Time-Dependent Multi-Component Density Functional Theory for Coupled Electron-Positron Dynamics

TL;DR

This paper develops a first-principles time-dependent multi-component density functional theory to study coupled electron-positron dynamics, revealing complex phenomena such as positron detachment and electronic excitation suppression.

Contribution

It introduces a novel theoretical framework with exact effective potentials for electron-positron dynamics and applies it to a laser-driven positronic molecule.

Findings

Revealed complex positron detachment mechanisms.

Showed suppression of electronic resonant excitation.
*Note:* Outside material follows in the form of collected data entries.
PR #1693, opened 2023-07-25
Serialization changes to support DV 282

anderson-joyle:
To support https://github.com/microsoft/Power-Fx-Dataverse/issues/282.


LucGenetier:
✅ No public API change.

src/libraries/Microsoft.PowerFx.Core/Utils/TypeUtils.cs
```diff
@@ -0,0 +1,25 @@
+﻿// Copyright (c) Microsoft Corporation.
+// Licensed under the MIT license.
+
+using System.Linq;
+using Microsoft.PowerFx.Core.Types;
+
+namespace Microsoft.PowerFx.Core.Utils
+{
+    internal static class TypeUtils
```
CarlosFigueiraMSFT, line 9: >TypeUtils [](http://example.com/codeflow?start=26&length=9)

This is only needed in StructuralPrint, so there's no need to make it its own class - it can be a "normal" private method in StructuralPrint.

CarlosFigueiraMSFT: Nevermind, saw that it's used in the interpreter (SetFunction). Any reason why it can't be made part of DType itself?

LucGenetier:
✅ No public API change.

src/libraries/Microsoft.PowerFx.Core/Utils/TypeUtils.cs
anderson-joyle: No particular reason. This was previously implemented in the interpreter and then I had to move it to core.

src/libraries/Microsoft.PowerFx.Core/Logging/StructuralPrint.cs
```diff
@@ -81,14 +81,21 @@ public override LazyList<string> Visit(FirstNameNode node, Precedence parentPrec
...
+            }
+
             if (node.Ident.AtToken == null)
-            {
+            {
+                var type = _binding?.GetType(node);
+
+                if (type != null && type.AggregateHasExpandedType())
+                {
+                    return LazyList<string>.Of($"#$firstnameexp$#");
```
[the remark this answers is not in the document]
anderson-joyle: Please check [https://github.com/microsoft/Power-Fx-Dataverse/pull/283](https://github.com/microsoft/Power-Fx-Dataverse/pull/283). This is the PR containing the test cases.

LucGenetier:
Public API changes: <br />❌CP0002 M:Microsoft.PowerFx.ParseResult.GetAnonymizedFormula

src/libraries/Microsoft.PowerFx.Core/Utils/TypeUtils.cs
CarlosFigueiraMSFT: In the interpreter it made sense to be an extension method - we didn't want to "pollute"  the core project with something that would not be used there. But now that it is, this can be moved to the DType class itself instead of adding a new utility class (we already have quite a few of them)

src/libraries/Microsoft.PowerFx.Core/Logging/StructuralPrint.cs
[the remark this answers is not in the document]
CarlosFigueiraMSFT: Code in this repository should be tested in this repository. We shouldn't rely on other repositories to test that, otherwise we may make changes which would break the other repositories without knowing about it.

CarlosFigueiraMSFT (approved):
:shipit:

LucGenetier:
Public API changes: <br />❌CP0002 M:Microsoft.PowerFx.ParseResult.GetAnonymizedFormula

jas-valgotar (approved):
:shipit:

src/libraries/Microsoft.PowerFx.Core/Parser/ParseResult.cs
```diff
@@ -110,13 +110,5 @@ internal ParseResult(TexlNode root, List<TexlError> errors, bool hasError, List<
...
             return $"Err#{++i} {sb}";
         }));
-
-        /// <summary>
-        /// Converts the current formula into an anonymized format suitable for logging.
-        /// </summary>
-        public string GetAnonymizedFormula()
-        {
-            return StructuralPrint.Print(Root);
-        }
```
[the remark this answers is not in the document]
CarlosFigueiraMSFT: Great point, we shouldn't remove that (sorry, I was the one who suggested it, I didn't realize it was a public method in a public class)

src/libraries/Microsoft.PowerFx.Core/Logging/StructuralPrint.cs
```diff
@@ -81,12 +81,18 @@ public override LazyList<string> Visit(FirstNameNode node, Precedence parentPrec
                 return LazyList<string>.Of(sanitizedName);
             }
 
-            var info = _binding?.GetInfo(node);
+            var info = _binding?.GetInfo(node);
+
+            if (IsExpandedType(_binding, node))
+            {
+                return LazyList<string>.Of($"#$fne$#");
```
LucGenetier, line 88: >$"#$fne$#" [](http://example.com/codeflow?start=43&length=10)

Maybe add a comment on the meaning of this string

src/libraries/Microsoft.PowerFx.Core/Types/DType.cs
```diff
@@ -3848,6 +3848,20 @@ public bool TryGetSimilarName(DName name, FieldNameKind fieldNameKind, out strin
...
+        public bool AggregateHasExpandedType()
+        {
+            var ret = false;
+
+            if (IsAggregate)
+            {
+                var record = ToRecord();
+
+                ret = record.GetAllNames(DPath.Root).Any(name => name.Type.IsExpandEntity);
+            }
```
LucGenetier, line 3860: Will it work if the type is a record with a field being a record itself and having an expandEntity itself (ie. Is this recursive?)

LucGenetier (approved):
:shipit:

LucGenetier:
Public API changes: <br />❌CP0002 M:Microsoft.PowerFx.ParseResult.GetAnonymizedFormula

src/libraries/Microsoft.PowerFx.Core/Parser/ParseResult.cs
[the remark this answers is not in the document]
anderson-joyle: Hosts will still be able to serialize expressions, before or after binding. From what I checked, PA and Cards are not calling it. Other hosts can call the following:

Anonymize before binding:
`check.SetText(expression).ApplyGetLogging()`

Anonymize after binding:
```
check.SetText(script).SetBindingInfo().ApplyBinding();
check.ApplyGetLogging();
```

I can add the code back of course. Just wanted all of us on the same page is terms of capabilities.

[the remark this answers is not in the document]
jas-valgotar: I would slightly lean towards keeping the code, This feels like a Risk without much reward,
While you can do `check.SetText(expression).ApplyGetLogging()`, `ParseResult.GetAnonymizedFormula()` feels cleaner.
Thoughts @CarlosFigueiraMSFT @LucGenetier ?

src/libraries/Microsoft.PowerFx.Core/Types/DType.cs
anderson-joyle: > Will it work if the type is a record with a field being a record itself and having an expandEntity itself
Something like `{name: "John", account: First(Accounts)}` will work.

> Is this recursive?
I don't believe it is. We can address this in a new issue since this would be beyond the scope of this one.

src/libraries/Microsoft.PowerFx.Core/Logging/StructuralPrint.cs
anderson-joyle: Comment added.

LucGenetier:
✅ No public API change.

LucGenetier:
✅ No public API change.

CarlosFigueiraMSFT (approved):
:shipit:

Demonstrated significance of electron-positron dynamical correlation.

Abstract

Electron-positron interactions have been utilized in various fields of science. Here we develop time-dependent multi-component density functional theory to study the coupled electron-positron dynamics from first principles. We prove that there are coupled time-dependent single-particle equations that can provide the electron and positron density dynamics, and derive the formally exact expression for their effective potentials. Introducing the adiabatic local density approximation to time dependent electron-positron correlation, we apply the theory to the dynamics of a positronic lithium hydride molecule under a laser field. We demonstrate the significance of electron-positron dynamical correlation by revealing the complex positron detachment mechanism and the suppression of electronic resonant excitation by the screening effect of the positron.